EXCERPTED DATA
PR #116, opened 2021-05-05
Add management workload annotations

imiller0:
In support of the workload partitioning feature
(openshift/enhancements#703), we need to add
annotations to all management pods and namespaces so they can be
properly identified and assigned to segregated management cores on
clusters configured to do so.

Signed-off-by: Ian Miller <imiller@redhat.com>

### DIFF
--- a/deploy/klusterlet/config/operator/namespace.yaml
+++ b/deploy/klusterlet/config/operator/namespace.yaml
@@ -1,4 +1,6 @@
 apiVersion: v1
 kind: Namespace
 metadata:
+  annotations:
+    workload.openshift.io/allowed: "management"
   name: open-cluster-management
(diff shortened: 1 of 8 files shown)


imiller0:
@qiujian16 Can you please review this PR. The annotations need to be added to namespaces and pods created on the spoke cluster. With respect to that, one question in specific is whether the change in pkg/operators/klusterlet/controllers/klusterletcontroller/klusterlet_controller.go is actually necessary?
Thanks!

qiujian16:
@imiller0 i think it is needed,  thanks!

qiujian16:
@hanqiuzh FYI  i think we need to add this annotation in rcm-controller also?

hanqiuzh:
Yes managedcluster-addon-controller (former rcm-controller) got one already: https://github.com/open-cluster-management/managedcluster-import-controller/pull/46

PR #87, opened 2021-11-11
Add incref column

kosiakkatrina:


dushan-madetech (approved):
🚢 it

app/models/case_log.rb
```diff
@@ -247,6 +251,10 @@ def mandatory_fields
       dynamically_not_required << "ecstat#{n}"
     end
 
+    if net_income_known != "Prefer not to say"
```
baarkerlounger, line 258: Think we also need `No` here?

kosiakkatrina: I wouldn't think that income not known == refused to say (?)

baarkerlounger: You're right, sorry misread this!

baarkerlounger (approved):

PR #90, opened 2021-11-15
Bug fixes

baarkerlounger:
- [x] Use the correct blue

image

### DIFF
--- a/app/javascript/styles/_application-custom.scss
+++ b/app/javascript/styles/_application-custom.scss
@@ -1,6 +1,0 @@
-$govuk-global-styles: true;
-
-// turbo-frame {
-//   display: block;
-//   border: 1px solid blue
-// }
--- a/app/javascript/styles/_application-custom.scss
+++ b/app/javascript/styles/_application-custom.scss
@@ -1,21 +1,18 @@
-.a:link,
-.govuk-link:link {
+.a,
+.govuk-link {
   color: #1d70b8;
-}
-
-.a:visited
-.govuk-link:visited {
-  color: #4c2c92;;
-}
-
-.a:focus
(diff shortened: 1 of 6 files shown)


app/javascript/styles/_application-custom.scss
```diff
@@ -0,0 +1,21 @@
...
+  &__visited {
+    color: #4c2c92;
+  }
+  &__link:focus {
+    color: #0b0c0c;
+  }
+  &__link:hover {
+    color: #003078;
+  }
+}
```
paulrobertlloyd: Not sure you need these styles as they exist in `govuk-frontend` CSS. If the intention is to automatically style any link correctly, there is a setting that can be added to our application SCSS file:

`$govuk-global-styles: true;`

This will automatically style links as if they had the `govuk-link` class (and paragraphs as if they had the `govuk-body` class). Opinions on this setting are mixed; possibly bit of a blunt instrument, but it works (we use this setting in the prototype).

paulrobertlloyd: Oh wait… where are `.govuk-link__link` and `.govuk-link__visited` coming from?

baarkerlounger: Was taking it directly from browser inspector on the prototype, but have replaced it with the global setting now.

paulrobertlloyd: Cool. I don’t think you need this separate stylesheet; this setting can go at the top of `app/javascript/styles/application.scss`

baarkerlounger: Done

paulrobertlloyd (approved):

PR #92, opened 2021-11-15
CLDC-709: Conditional section status bugfix

baarkerlounger:


app/models/form.rb
```diff
@@ -97,6 +97,36 @@ def all_questions
     }.reduce(:merge)
   end
 
+  def filter_conditional_questions(questions, case_log)
```
kosiakkatrina, line 100: Is this being used in multiple places/ non check_answers page?
Should the form know about the case_log?

kosiakkatrina: Ah, I see it's in the tasklist

baarkerlounger: It's being used to calculate which questions should show/still need to be answered in the Check Answers page, and it's used on the Tasklist page to show the status of each section.

I'd agree that having the form know about the case log here is possibly a slightly leaky abstraction but I think this is the most logical place for it to sit for now? Open to suggestion though.

kosiakkatrina (approved):
Happy for this to go in, looks sensible. Only not sure about case_log being the model. I'm guilty of doing that in one of the methods, but still unsure if that's the correct way to do it. Seems like tight coupling

app/models/form.rb
kosiakkatrina: I haven't quite figured out how this could be done differently, so happy for this to be there till a time when a logical refactor comes our way

kosiakkatrina: `So happy` == `therefore happy` and not == `very happy`

PR #93, opened 2021-11-16
Bugfixes

baarkerlounger:
In order for page validation methods to run on Save and Continue, they need to match the name of the page in the JSON. Ticket here for a more long term fix https://digital.dclg.gov.uk/jira/browse/CLDC-711.

### DIFF
--- a/config/forms/2021_2022.json
+++ b/config/forms/2021_2022.json
@@ -196,7 +196,7 @@
                 }
               }
             },
-            "age1": {
+            "person_1_age": {
               "header": "",
               "description": "",
               "questions": {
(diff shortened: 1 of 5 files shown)


kosiakkatrina (approved):

config/forms/2021_2022.json
```diff
@@ -196,7 +196,7 @@
                 }
               }
             },
-            "age1": {
+            "person_1_age": {
```
MatthewPhelanMadeTech, line 199: I'm not sure how this conflicts with @kosiakkatrina 's data storage ticket

baarkerlounger: It shouldn't do, this is changing the `page` name which is what the validations depend on, whereas @kosiakkatrina is changing `questions` which is what the data storage depends on.

PR #95, opened 2021-11-16
CLDC-687 implement property information

magicmilo:


db/migrate/20211119104835_add_property_info_fields.rb
```diff
@@ -0,0 +1,12 @@
+class AddPropertyInfoFields < ActiveRecord::Migration[6.1]
+  def change
+    change_table :case_logs, bulk: true do |t|
+      t.column :do_you_know_the_postcode, :integer
+      t.column :do_you_know_the_local_authority, :integer
+      t.column :why_dont_you_know_la, :string
+      t.column :first_time_property_let_as_social_housing, :integer
+      t.column :type_property_most_recently_let_as, :integer
+      t.column :builtype, :integer
```
baarkerlounger: `buildtype`? (Typo)

db/migrate/20211119154133_change_column_types.rb
```diff
@@ -0,0 +1,21 @@
+class ChangeColumnTypes < ActiveRecord::Migration[6.1]
+  def up
+    change_table :case_logs, bulk: true do |t|
+      t.change :first_time_property_let_as_social_housing, :string
```
baarkerlounger: Given that this hasn't gone into main yet you can probably combine these migrations (i.e. just a single migration that creates these columns with the right types in the first place)?

db/migrate/20211119104835_add_property_info_fields.rb
```diff
@@ -0,0 +1,12 @@
+class AddPropertyInfoFields < ActiveRecord::Migration[6.1]
+  def change
+    change_table :case_logs, bulk: true do |t|
+      t.column :do_you_know_the_postcode, :integer
```
baarkerlounger: Am I right in thinking these fields don't need adding to the API docs because they're UI only and we're not expecting API clients to pass them? If so they might need to be added to the optional fields in the CaseLog model so that submission validation doesn't fail when they're not provided?

db/migrate/20211119154133_change_column_types.rb
magicmilo: Done this all in one

db/migrate/20211119104835_add_property_info_fields.rb
```diff
@@ -0,0 +1,13 @@
+class AddPropertyInfoFields < ActiveRecord::Migration[6.1]
+  def change
+    change_table :case_logs, bulk: true do |t|
+      t.column :do_you_know_the_postcode, :string
```
baarkerlounger: Should these be `ints` (Yes/No enums) so it's consistent with how we're doing it for other fields?

db/migrate/20211119104835_add_property_info_fields.rb
magicmilo: This was from the data dictionary general needs lettings.  

24 | BUILTYPE | Building type | Type of building

baarkerlounger: My bad :)

db/migrate/20211119104835_add_property_info_fields.rb
magicmilo: Done this for three fields

db/migrate/20211119104835_add_property_info_fields.rb
```diff
@@ -0,0 +1,11 @@
+class AddPropertyInfoFields < ActiveRecord::Migration[6.1]
+  def change
+    change_table :case_logs, bulk: true do |t|
+      t.column :first_time_property_let_as_social_housing, :int
+      t.column :why_dont_you_know_la, :string
+      t.column :type_property_most_recently_let_as, :string
+      t.column :builtype, :string
+      t.rename :tenant_same_property_renewal, :renewal
```
baarkerlounger: Renewal should also be an int/enum right? I think that applies to basically all radio button questions so probably also `buildtype` and `type_property_most_recently_let_as` (is that the field name the analysts have in the data dictionary btw?)

spec/fixtures/complete_case_log.json
```diff
@@ -1,12 +1,15 @@
 {
   "case_log": {
     "tenant_code": "T657",
+    "tenanceother": "",
```
baarkerlounger: What is `tenanceother`?

spec/fixtures/complete_case_log.json
```diff
@@ -57,13 +60,13 @@
...
     "property_relet": "No",
-    "rsnvac": "Relet - tenant abandoned property",
+    "rsnvac": "First let of newbuild property",
     "property_reference": "P9876",
     "unittype_gn": "House",
     "property_building_type": "dummy",
     "beds": 3,
     "property_void_date": "03/11/2019",
-    "majorrepairs": "Yes",
+    "majorrepairs": "No",
```
baarkerlounger, line 68: How come this one needs to change?

spec/fixtures/complete_case_log.json
magicmilo: Must've been bad find and replace

spec/fixtures/complete_case_log.json
magicmilo: Fails if not changed looking at it.
 1) Form Features Soft Validation given a weekly net income that is above the expected amount for the given economic status but below the hard max clears the confirmation question if the amount was amended and the page is returned to using the back button
     Failure/Error: @case_log = CaseLog.find(params[:case_log_id])
     
     ActiveRecord::RecordNotFound:
       Couldn't find CaseLog with 'id'=50 [WHERE "case_logs"."discarded_at" IS NULL]
     # ./app/controllers/case_logs_controller.rb:95:in `block (2 levels) in <class:CaseLogsController>'
     # ------------------
     # --- Caused by: ---
     # Capybara::CapybaraError:
     #   Your application server raised an error - It has been raised in your test code because Capybara.raise_server_errors == true

db/migrate/20211119104835_add_property_info_fields.rb
magicmilo: Both ints yes type_property_most_recently_let_as is UNITLETAS and changed to reflect

db/migrate/20211124152204_change_recently_let_as_to_enum.rb
```diff
@@ -0,0 +1,19 @@
+class ChangeRecentlyLetAsToEnum < ActiveRecord::Migration[6.1]
```
baarkerlounger, line 1: Worth merging these two migrations again as well?

baarkerlounger (approved):

spec/fixtures/forms/test_aboutthislog.json
```diff
@@ -1,179 +0,0 @@
-{
```
baarkerlounger, line 1: Really nice we could DRY this up!

config/forms/2021_2022.json
```diff
@@ -1537,7 +1680,21 @@
...
+              "description": "",
+              "questions": {
+                "beds": {
+                  "check_answer_label": "void/renewal date",
+                  "header": "What is the void or renewal date?",
+                  "hint_text": "",
+                  "type": "date"
+                }
+              },
+              "depends_on": { "rsnvac": "First let of newbuild property", "tenant_same_property_renewal": "No" }
```
kosiakkatrina, line 1697: Why does this depend on rsnvac? edit: nevermind, it's newpop in the designs

PR #97, opened 2021-11-17
CLDC-700: date validation 

kosiakkatrina:
Add date validation for mrcdate column
This  is also done for the remainder of the dates, but they need to be migrated to a date time format in order to work

### DIFF
--- a/app/controllers/case_logs_controller.rb
+++ b/app/controllers/case_logs_controller.rb
@@ -107,9 +107,13 @@ private
         day = params["case_log"]["#{question_key}(3i)"]
         month = params["case_log"]["#{question_key}(2i)"]
         year = params["case_log"]["#{question_key}(1i)"]
-        next unless day.present? && month.present? && year.present?
+        next unless [day, month, year].any?(&:present?)
 
-        result[question_key] = Date.new(year.to_i, month.to_i, day.to_i)
+        result[question_key] = if day.to_i.between?(1, 31) && month.to_i.between?(1, 12) && year.to_i.between?(2000, 2200)
+                                 Date.new(year.to_i, month.to_i, day.to_i)
+                               else
+                                 Date.new(0, 1, 1)
+                               end
       end
       next unless question_params
 
--- a/app/models/case_log.rb
+++ b/app/models/case_log.rb
@@ -5,6 +5,7 @@ class CaseLogValidator < ActiveModel::Validator
   include PropertyValidations
   include FinancialValidations
   include TenancyValidations
+  include DateValidations
 
   def validate(record)
     # If we've come from the form UI we only want to validate the specific fields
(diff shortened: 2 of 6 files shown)


app/controllers/case_logs_controller.rb
```diff
@@ -107,9 +107,13 @@ def responses_for_page(page)
...
         month = params["case_log"]["#{question_key}(2i)"]
         year = params["case_log"]["#{question_key}(1i)"]
-        next unless day.present? && month.present? && year.present?
+        next unless [day, month, year].any?(&:present?)
 
-        result[question_key] = Date.new(year.to_i, month.to_i, day.to_i)
+        result[question_key] = if day.to_i.between?(1, 31) && month.to_i.between?(1, 12) && year.to_i.between?(2000, 2200)
+                                 Date.new(year.to_i, month.to_i, day.to_i)
+                               else
+                                 Date.new(0, 1, 1)
```
kosiakkatrina, line 115: this is a bit hacky, but I couldn't figure out a way to indicate that the attempt to fill in the date happened vs users just ignoring the question

baarkerlounger: What about saving the `day, month, year` fields here and then deriving the datetime in the validation?

baarkerlounger (approved):

app/controllers/case_logs_controller.rb
kosiakkatrina: I thought about that, it would work for mrcdate, but for other dates I'm not sure if we're partitioning them into separate fields

baarkerlounger: Fair enough. Would be nice to have a consistent way to treat them I suppose but happy for this to go in first anyway.

app/controllers/case_logs_controller.rb
```diff
@@ -107,9 +107,13 @@ def responses_for_page(page)
         day = params["case_log"]["#{question_key}(3i)"]
         month = params["case_log"]["#{question_key}(2i)"]
         year = params["case_log"]["#{question_key}(1i)"]
-        next unless day.present? && month.present? && year.present?
+        next unless [day, month, year].any?(&:present?)
```
baarkerlounger, line 110: Don't you need all of these?

kosiakkatrina: Yeah, so that gets checked on the next line. This check right here is to see if any fields at all have been filled in. This indicates that there was an attempt to fill out the date. After that we check if the values were valid and set it to a fake (01, 01, 0) date in order to display the error.

We wouldn't want it to fail if there was no attempt to fill in the fields to begin with, but we'd want it to fail if only 1 or 2 fields are filled in instead of just not saving it silently

baarkerlounger: Oh yeah, of course. Thanks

TASK OBJECTIVE
Examine the listing and say how many of its lines contain the string "hanqiuzh". Give the number alone.

RESULT FOR THIS TASK
2